In the 1930s the ideas of the Realism were most clearly expressed in the works of Ralf Fox (1900—1937), an outstanding literary critic. The author of a series of political works about the struggle of British proletariat and a member of the British Communist Party, he went to fight with Fascism in the ranks of the English-Irish battalion of the International Brigade in Spain and was killed in the front in 1937.

Many young writers whose talent will flourish after the 1940s came to the English literature in the 1920s, among them a brilliant master of satire Evelyn Waugh (1903—1966), a realistic novelist and playwright J. B. Priestley (1894 – 1984) and others.

The literature of the 1920s and 1930s embraced new tendencies born by World War I which gave rise to the art of the' lost generation' – the term used by Gertrude Stein to name the generation of authors who suffered the terrors of the war and post-war loss of illusions. Their best representative in English literature is Richard Aldington.

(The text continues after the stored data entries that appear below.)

PR #2422, opened 2021-07-16
Added support for basic load after dropping a save file on the game

### LINKED ISSUE #1427: Use files dropped signal to import a save
files dropped signal to load a save / creature in thrive https://docs.godotengine.org/en/stable/classes/class_scenetree.html#signals

makes it easier to load up a save someone gave you, for save sharing.

hhyyrylainen:
Allows loading a save file by dragging it from a folder onto the game.

Follow up issues to polish this up
- https://github.com/Revolutionary-Games/Thrive/issues/2424
- https://github.com/Revolutionary-Games/Thrive/issues/2423

**Related Issues**

closes #1427 

**Progress Checklist**

      break existing features:
      members reviewing this PR)

the PR author.

### DIFF
--- a/src/engine/FileDropHandler.cs
+++ b/src/engine/FileDropHandler.cs
@@ -8,7 +8,7 @@ public class FileDropHandler : Node
 {
     public override void _Ready()
     {
-        GetTree().Connect("files_dropped", this, "OnFilesDropped");
+        GetTree().Connect("files_dropped", this, nameof(OnFilesDropped));
     }
 
     private void OnFilesDropped(string[] files, int screen)
@@ -64,7 +64,7 @@ public class FileDropHandler : Node
                 return;
             }
 
-            if (info.ThriveVersion == Constants.Version)
+            if (info.ThriveVersion != Constants.Version)
             {
                 // TODO: would be nice to show a confirmation dialog here
                 GD.Print("The dropped save version is not exactly the same as current game version");
--- a/src/engine/FileDropHandler.cs
+++ b/src/engine/FileDropHandler.cs
@@ -1,0 +1,80 @@
+﻿using System;
+using Godot;
+
+/// <summary>
+///   Handles signal from Godot when files are dragged and dropped onto the game window
+/// </summary>
+public class FileDropHandler : Node
+{
+    public override void _Ready()
+    {
+        GetTree().Connect("files_dropped", this, "OnFilesDropped");
+    }
+
+    private void OnFilesDropped(string[] files, int screen)
+    {
+        foreach (var file in files)
+        {
+            GD.Print("Detected file drop \"", file, "\" on screen ", screen);
+            HandleFileDrop(file, screen);
+        }
+    }
+
+    private void HandleFileDrop(string file, int screen)
+    {
+        // Currently nothing depends on this (this might be the game window index, at least on Linux this doesn't seem
+        // to change when the monitor is changed the drag happens on...)
+        _ = screen;
+
+        // For now just the load save functionality is done, but in the future this might be extended to allow
+        // other code to dynamically register listeners here
+
+        if (file.EndsWith(Constants.SAVE_EXTENSION, StringComparison.InvariantCulture))
+        {
+            if (!file.StartsWith(Constants.EXPLICIT_PATH_PREFIX, StringComparison.InvariantCulture))
+                file = Constants.EXPLICIT_PATH_PREFIX + file;
+
+            // TODO: could add a dialog to ask if the save should be loaded now or copied to the saves folder
+            HandleLoadSaveFromDrop(file);
+        }
+        else
+        {
+            GD.Print("Unknown file type to handle on drop");
+        }
+    }
+
+    private void HandleLoadSaveFromDrop(string file)
+    {
+        GD.Print("Trying to load dropped save file...");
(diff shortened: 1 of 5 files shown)


src/engine/FileDropHandler.cs
```diff
@@ -0,0 +1,80 @@
...
+public class FileDropHandler : Node
+{
+    public override void _Ready()
+    {
+        GetTree().Connect("files_dropped", this, "OnFilesDropped");
+    }
+
+    private void OnFilesDropped(string[] files, int screen)
+    {
+        foreach (var file in files)
```
adQuid, line 16: Do we want to attempt to load multiple save files at a time? Is there any use case for supporting a multi-drop at this stage?

hhyyrylainen: I imagined that things like dropping individual creations (if we add export from the editor functionality) would be nice to load at the same time. And if https://github.com/Revolutionary-Games/Thrive/issues/2424 is done then it makes sense for saves. Though currently this crashes, but I think once https://github.com/Revolutionary-Games/Thrive/pull/2421 is merged this wouldn't crash anymore.

adQuid: Fair enough. I'm against this kind of future-proofing multiple PRs ahead, but that's a tactical choice you are entitled to make.

hhyyrylainen: I mean it would require *more* code to explicitly stop after the first save load has happened

adQuid: Nonsense: `HandleFileDrop(files[0], screen);`

hhyyrylainen: There needs to be separate logic to allow the save loading to act differently than say other files dropped. So that would break the overall design (for example adding another file type like an exported creature, wouldn't be good to just pass the first file to it). Only thing that would work is if a drop handler method could return a bool indicating that further files shouldn't be handled, or something (but with mixed file types dropped that wouldn't be the right thing).

adQuid: Well again, if you're future-proofing then taking my suggestion would be a bad idea. I was just saying that my tactic would have been to write a method that only works with what the code is expected to do today, then refactor to support more functionality when it is implemented.

hhyyrylainen: I always over futureproof my code. I don't have time right now but if I did, I would implement the extra features on top right now to end this discussion.

src/engine/FileDropHandler.cs
```diff
@@ -0,0 +1,80 @@
...
+                return;
+            }
+
+            if (SaveHelper.IsKnownIncompatible(info.ThriveVersion))
+            {
+                GD.Print("Dropped save file is known incompatible, not loading it");
+                return;
+            }
+
+            if (info.ThriveVersion == Constants.Version)
```
Kasterisk, line 67: Looking at the message in the debug print, shouldn't this check for inequality instead?

src/engine/FileDropHandler.cs
```diff
@@ -0,0 +1,80 @@
...
+    private void HandleLoadSaveFromDrop(string file)
+    {
+        GD.Print("Trying to load dropped save file...");
+
+        // TODO: would be nice to have some kind of popup box showing the errors from here to the user
+        try
+        {
+            var info = Save.LoadJustInfoFromSave(file);
+
+            if (info.Type == SaveInformation.SaveType.Invalid)
```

RICHARD ALDINGTON (1892—1962)

With the beginning of World War I Aldington enlisted as a private in the British Army and was at the front till 1919. During World War I Aldington suffered the effects of gas and shell-shock. His war experience is expressed in his powerful anti-war novel, Death of a Hero (1929) which presents a savage indictment of the social and intellectual climate of the pre-war era, which so disgusts the 'hero that he invites his own death by exposing himself to enemy fire.

DEATH OF A HERO

This is one of the best 'lost generation' novels. The writer called it "a mourning cry, a feeble attempt to make a monument to the generation which had its own hopes, fought courageously and suffered deeply" The young generation brought to the war front is represented by George Winterborn. The novel is close to the tragedy in its genre and style. Artistic unity of the novel is achieved through the interconnection of the three main lines: firstly, the scenes from the dramatic war life of the hero, in which the questions of the reasons for the death of the hero and many of his generation, secondly, lyrical digressions of the narrator who informs the reader of the hero's death at the very beginning of the novel, thirdly, motives of ancient Greek tragedies included into the novel. Aldington borrowed much of the classical tragedy technique but created a very modern work of art: here the narrator stands for the Greek choir, the novel has its prologue, three parts and an epilogue, it is rich in dialogues and monologues. Death of a Hero is an intellectual social and political novel, a tragedy-novel with satirical edge, a symphony-novel and, as Aldington said himself, 'a jazz-novel'.

His other novels include The Colonel's Daughter (1931), satirizing English village life, and All Men are Enemies (1933) which shows the effects of the war defeat on civil life: in the time of peace people continue living according to the savage rules and norms of the war time morale. Anti-war novels by Richard Aldington were a powerful call to stop war and a means of anti-war propaganda.